When the researchers looked at the impact on outcome of the "big three" drugs (ACE-inhibitors, beta-blockers and spironolactone) they found that amongst patients who were treated with perfect adherence to the guidelines 6.7% and 11.2% were admitted to hospital with chronic heart failure (CHF) or a worsening of their cardiovascular (CV) symptoms respectively; this compared with figures of 9.7% and 15.9% respectively for moderate adherence and 14.7% and 20.6% for low adherence. These outcomes were independent of the severity of the disease, previous hospitalizations for CHF, or the presence of high blood pressure or diabetes.
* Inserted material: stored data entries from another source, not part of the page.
PR #2293, opened 2023-06-27
Make token parser customizable

Kha:
In theory, users can implement arbitrary lexical grammars as the built-in token parser is merely another combinator whose use can be avoided; in practice, avoiding it also means forgoing the existing infrastructure around token caching and further parsers built on top of `tokenFn`, such as `symbol` implicitly used by `syntax`.

There are other nice-to-haves we have talked about before like per-category token tables, but this PR implements the most simple change to address the issues mentioned above: it makes the implementation of `tokenFn` customizable such that people can implement their own tokenization in it without losing access to all the infrastructure built on top of it.

Implementation-wise, the change mostly consist of further splitting `ParserContextCore/ParserFn` to prevent non-wellfounded type recursion and moving the Lean language's tokenizer into a new module `Lean.Parser.LeanToken` to distinguish it from language-generic parsers in `Basic` (which is too big anyway). Making it easier to adapt these Lean token functions for implementing a custom token parser is left as future work.

The change is validated by a simple test that changes the whitespace/comment syntax of the existing Lean language as well as an incomplete implementation of the venerable Whitespace language.

### DIFF
--- a/src/Lean/Parser/Types.lean
+++ b/src/Lean/Parser/Types.lean
@@ -283,17 +283,26 @@ def mkUnexpectedErrorAt (s : ParserState) (msg : String) (pos : String.Pos) : Pa
 
 end ParserState
 
+/--
+  Parser context available to token parsers. It does not give access to the current tokenizer function
+  in order to prevent cyclic dependencies. -/
 structure TokenParserContext extends InputContext, ParserModuleContext, CacheableParserContext where
-  tokens  : TokenTable
+  /-- Current token table, available to token parsers. -/
+  tokens : TokenTable
 
+/-- A token parser. See `TokenParserContext`. -/
 def TokenParserFn := TokenParserContext → ParserState → ParserState
 
 instance : Inhabited TokenParserFn where
   default := fun _ s => s
 
-/-- Parser context updateable in `adaptUncacheableContextFn`. -/
+/--
+  Parser context updateable in `adaptUncacheableContextFn`.
+  On top of `CacheableParserContext`, it includes fields such as `tokens` and `tokenFn` that cannot easily
+  be included in the cache key. -/
 structure ParserContextCore extends TokenParserContext where
-  tokenFn      : TokenParserFn
+  /-- Current tokenizer function invoked by `Lean.Parser.tokenFn` on cache miss. -/
+  tokenFn : TokenParserFn
 
 /-- Opaque parser context updateable using `adaptCacheableContextFn` and `adaptUncacheableContextFn`. -/
 structure ParserContext extends ParserContextCore where private mk ::


Kha:
!bench

Kha:
!bench

Kha:
!bench

Kha:
!bench

Kha:
I have now benchmarked the PR on https://github.com/Kha/C-parsing-for-Lean4/tree/custom-tokens as well, before applying any changes to the actual parsing. Performance slightly increases, which doesn't really make sense and as such is probably a linker artifact, but it is at least weak evidence that performance of parsing is not negatively affected
```
$ lake build; nix run nixpkgs#hyperfine ./build/bin/cParser -- --warmup 1
Benchmark 1: ./build/bin/cParser
  Time (mean ± σ):      1.233 s ±  0.008 s    [User: 1.139 s, System: 0.095 s]
  Range (min … max):    1.224 s …  1.251 s    10 runs
$ git co custom-tokens; lake build; nix run nixpkgs#hyperfine ./build/bin/cParser -- --warmup 1
Benchmark 1: ./build/bin/cParser
  Time (mean ± σ):      1.187 s ±  0.007 s    [User: 1.102 s, System: 0.087 s]
  Range (min … max):    1.178 s …  1.198 s    10 runs
```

"We found that adherence to treatment guidelines was independently and strongly correlated to outcome measured by rate of CHF or CV hospitalization and time to CV hospitalization," said Prof Komajda.
"We hope that these results will encourage cardiologists to ensure that they are familiar with, and adhere to, treatment guidelines. Integrated approaches, including nurses, dieticians, generalists and cardiologists, are needed in order to improve the management of chronic heart failure in clinical practice."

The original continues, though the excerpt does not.